• _What to work on_: Give back every record below, character for character.

• _Data excerpts_:
+++
PR #2749, opened 2026-05-20
Update docs to reflect actual behaviour

stevejgordon:
Fixes #2488

PR #2757, opened 2026-05-21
+++
• _Written response_:
PR #2749, opened 2026-05-20
Update docs to reflect actual behaviour

stevejgordon:
Fixes #2488

PR #2757, opened 2026-05-21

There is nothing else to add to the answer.